Avraham Eisenberg was arrested in Puerto Rico on Dec. 26 on commodities fraud and manipulation charges relating to the $110 million exploit of the decentralized Mango Markets exchange. Eisenberg had self-identified as the actor behind what he called a “highly profitable trading strategy” and insisted that he had taken “legal open market actions, using the protocol as designed.”
Eisenberg’s arrest predictably lit up crypto Twitter, with some observers paying particular attention to the fact that commodities fraud charges were being pressed in a case involving a crypto coin:
“AVRAHAM EISENBERG, the defendant, willfully and knowingly, directly and indirectly, used and employed, and attempted to use and employ, in connection with a swap, a contract of sale of a commodity in interstate and foreign commerce.”
Eisenberg had manipulated the price of the exchange’s MNGO coin relative to the USDC (USDC) stablecoin and then took out loans against his collateral. For this, Eisenberg was charged with commodities fraud.
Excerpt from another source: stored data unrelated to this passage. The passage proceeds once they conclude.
PR #1119, opened 2023-04-04
Separators and updated loading screen

iqmulator:


src/dotnet/Chat.UI.Blazor/Components/ChatView/chat-view.css
```diff
@@ -109,10 +109,11 @@ body.hoverable .chat-header-title:hover {
 }
 
 .new-separator {
```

In the charges against Eisenberg, U.S. Federal Bureau of Investigation special agency Brandon Racz wrote:
“I understand that virtual currencies, such as USDC, are ‘commodities’ under the Commodity Exchange Act.”
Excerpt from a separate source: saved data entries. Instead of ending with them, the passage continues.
PR #1, opened 2018-11-04
Add CMake support to the project

tobanteGaming:
Hi TheCherno,

I updated your project to be built with CMake. I thought it would be a good idea to start using CMake early on, so it will be easier to migrate to different platforms.

I only added three ```CMakeLists.txt``` files & updated ```.gitignore ```. I did no changes to the source code, so it's still windows only. The CMake project already has the necessary structure for future platforms & external libraries (e.g. logging). I tried to document the CMake files as much as possible, so hopefully, there are no unclear lines.

You can obviously still build the project using the Visual Studio solution file ```.sln```. I'm happy to maintain the CMake build files if you don't want to, but they only need to change for new c++ files, defines or new libraries anyway.

Here is an example on how to build the project with CMake from git-bash, since I'm not very familiar with cmd:

```sh
cd Hazel
mkdir build && cd build
cmake ..
cmake --build .
```
Then you can copy the hazel-engine.dll to the sandox folder and run the .exe

Hope this helps. 

Greetings,
**tobante**

### DIFF
--- a/.gitignore
+++ b/.gitignore
@@ -1,5 +1,12 @@
-# Directories
+# Editors
 .vs/
+.vscode/
+.atom/
+.idea/
+
+# Build & Binary
+Build/
+build/ 
 bin/
 bin-int/
 
--- a/CMakeLists.txt
+++ b/CMakeLists.txt
@@ -1,0 +1,15 @@
+cmake_minimum_required(VERSION 3.8)
+
+# Project
+project(Hazel)
+
+# Options
+option(HAZEL_BUILD_SANDBOX "Build sandbox application" ON)
+
+# Hazel
+add_subdirectory(Hazel)
+
+# Sandbox
+if(HAZEL_BUILD_SANDBOX)
+    add_subdirectory(Sandbox)
+endif()
--- a/Hazel/CMakeLists.txt
+++ b/Hazel/CMakeLists.txt
@@ -1,0 +1,40 @@
+project(hazel-engine)
+
+# Add sources (only .cpp)
+set (SANDBOX_SOURCES
+    src/Hazel/Application.cpp
+)
+
+# Define shared library
+# Create nice looking alias for clients of Hazel to link to 
+add_library(${PROJECT_NAME} SHARED ${SANDBOX_SOURCES})
+add_library(Hazel::Engine ALIAS ${PROJECT_NAME}) 
+
+# Platform specific preprocessor defines
+# PUBLIC  = define is visible to the user of Hazel
+# PRIVATE = define is visible Hazel only
+if (WIN32)
+    target_compile_definitions(${PROJECT_NAME} PUBLIC HZ_PLATFORM_WINDOWS=1)
+    target_compile_definitions(${PROJECT_NAME} PRIVATE HZ_BUILD_DLL=1)
+endif()
+if(APPLE)
+    # for MacOS X or iOS, watchOS, tvOS (since 3.10.3)
+    target_compile_definitions(${PROJECT_NAME} PUBLIC HZ_PLATFORM_APPLE=1)
+endif()
+if(UNIX AND NOT APPLE)
+    # for Linux, BSD, Solaris, Minix
+    target_compile_definitions(${PROJECT_NAME} PUBLIC HZ_PLATFORM_UNIX=1)
+endif()
+
+# Set include directories
+target_include_directories(${PROJECT_NAME} PUBLIC ${PROJECT_SOURCE_DIR}/src)
+target_include_directories(${PROJECT_NAME} PRIVATE ${PROJECT_SOURCE_DIR}/src/Hazel)
+
+# Language standard
+target_compile_features(${PROJECT_NAME} PUBLIC cxx_std_17)
+
+# Link libraries (e.g. logging)
+target_link_libraries(${PROJECT_NAME} 
+    # ${CMAKE_THREAD_LIBS_INIT}     # Needed for unix builds to link to pthread
+    # LOGGING
+)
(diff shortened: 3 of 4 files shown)


IronicallySerious:
This is great.

With Visual Studio, the latest CMake works with MSBuild to dynamically link external libraries.

However, on Linux and Mac, these linkages would be needed to be done/ordered manually as I had learned while working in a similar project which used libraries like GLFW, OpenGL and SFML.

The necessary changes needed to be done for using these libraries to work on other platforms can be dealt with later though.

EdSwordsmith:
Shouldn’t you write use install(...) to make the executable and library files appear in Hazel/bin/Debug-x64/(...)

tobanteGaming:
@EdSwordsmith Sure definitely an option, or we could use ``` add_costum_command ``` to copy the dll after the sandbox build. But the ```install``` command is probably the cleaner solution.

taxborn:
@IronicallySerious 

> However, on Linux and Mac, these linkages would be needed to be done/ordered manually as I had learned while working in a similar project which used libraries like GLFW, OpenGL and SFML.

Yeah that'll be a problem down the road, but as of currently isn't Hazel only supporting Windows in the early days?

Gatunox:
Great idea, Thanks tobanteGaming

khaledhn1:
Good Point.

IronicallySerious:
@taxborn 

> Yeah, that'll be a problem down the road, but as of currently isn't Hazel only supporting Windows in the early days?

Yes, it will only be a problem down the road, not right now. I am just acknowledging the need to add more Linux and Mac targetting CMake scripting in the future. Hazel is planned to be made cross-platform as TheCherno explained in the intro video.

Jarf10:
For what I find on the internet the syntax is a bit easier for Premake as it is used as the lua language. So thats good!

I only wonder why Cherno likes to have 2 repositories apperently one for his patreons and one for the public. Can't he just only put the videos for the patreons up earlier? In that way the community can get more involved in the project by creating these pull requests. When Cherno has grown a big community this engine may even get really serious like the other big engines out there. Who knows but its up to Cherno and his patreons I think. :) Keep on the good work!

klukule:
Second repository is cherno's development repo... Where he tests And implements the fetures as he goes... And patrons have access to it.. So it's more like interactive sneakpeak, since it will be implemented here in the future. And patrons are recommended to report issues and make pull requests to this repo :)

rpmcdougall:
This was extremely helpful to help me as I only own Macs and use CLion and I didn't feel like bootcamping to install Visual Studio. Thanks for doing this, glad to be able to follow along!

S-Marais:
I forked this repo and created a new branch called `linux-master`. It's aimed at running the project on linux before cross platform is implemented. As a solution manager it uses CMake which can help people use it. The project will use premake tho but the plugin for premake to generate CMake is 5 years old at best and can be messy.
I use CLion on all platforms and this IDE uses CMake only to manage projects so I'll keep CMake updated.

flamendless:
@S-Marais thanks! Im on linux so i definitely need that

_Sent from my Liquid Zest 4G using [FastHub](https://play.google.com/store/apps/details?id=com.fastaccess.github)_

GauravRajSharma:
@S-Marais Hey, can you help me with CMake? I am trying to learn this build system. Can you give suggestions from where should I learn CMake?

S-Marais:
@GauravRajSharma I've learnt by starting with small project and then expanding my wish looking for answers mostly in the CMake documentation and stackoverflow. You can already check the CMakeLists.txt from my linux-master branch as I intentionally keep it as simple as possible using minimal CMake functions and for now I don't use custom macros or functions.

GeorgeWeb:
The CMake files seem good, but one thing that probably won't be accepted with the current state of this **MR** is the edited .gitignore. The reason is that `build/` and `Build/` directories explicit ignore is redundant, even inappropriate is the project aims building in `bin/` directory instead. Also, the comment replacement (`Directories` to `Editors`) can be considered noise but may pass if the CMake does.
Other than that, great for CMake die-hard fans or people that just have a CMake-bound IDE setup.

IndustriousNomad:
I use Codeblocks as my IDE with MinGW ( GCC 8.2.0 ) x64 and although I can follow along the tutorials and everything works fine, including C++17, PREMAKE is the one thing that doesn't play nice. It's not universal. CMake is. So I really hope he takes CMake to heart.

Gaztin:
@IndustriousNomad Have you tried https://github.com/chris-be/premake-codeblocks? Premake is just as universal as CMake. It just relies on community support rather than IDE integrations.

tobanteGaming:
@TheCherno 

My main reason for wanting CMake was the ease of use when it comes to **IDE support**. **VS, VS Code, CLion** & more can open folders with a `CMakeLists.txt` directly without running a generate command first.

Also once we have Linux support it would not be difficult to support other  Unix platforms, such as FreeBSD or OpenBSD, which as far as I know are not supported by premake currently (I might be wrong!). I know I'm probably the only one using those platforms on a daily bases, but good portability never hurts. I will close it, for now, once we have Linux support I might open a new issue to discuss other Unixes.

I can totally understand why you dislike CMake, old `CMakeLists.txt` pre 3.0 looked horrible, but with the "new" syntax it's a lot better. Also integrating other libraries is mostly easier with CMake since they already use it. 

Thanks for all the create videos.

tobanteGaming (toby)

IndustriousNomad:
@tobanteGaming  Why close this though ? It's still needed to be open. This is NOT just for linux that CMake is needed. I'm on Windows. Read my above post to understand why.

TheZitroX:
cmake on top. dont close this thread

The agent’s understanding that stablecoins are commodities is only partially backed up by government policy, although it cites the McDonnell case prosecuted by the U.S. Commodities Futures Trading Commission (CFTC) as precedent. The claim that USDC is a commodity is not as controversial as claiming the same for MNGO, but may have been a conscious choice.
The legal strategy behind the DOJ’s choice of the Commodity Exchange Act (CEA) to prosecute the case seemed to be grounded in expediency. For one thing, the CEA addresses price manipulation directly.
Related: Hackers copied Mango Markets attacker’s methods to exploit Lodestar — CertiK
In addition, the CFTC is often seen as taking a softer approach to crypto regulation than the SEC, although that perception is disputable.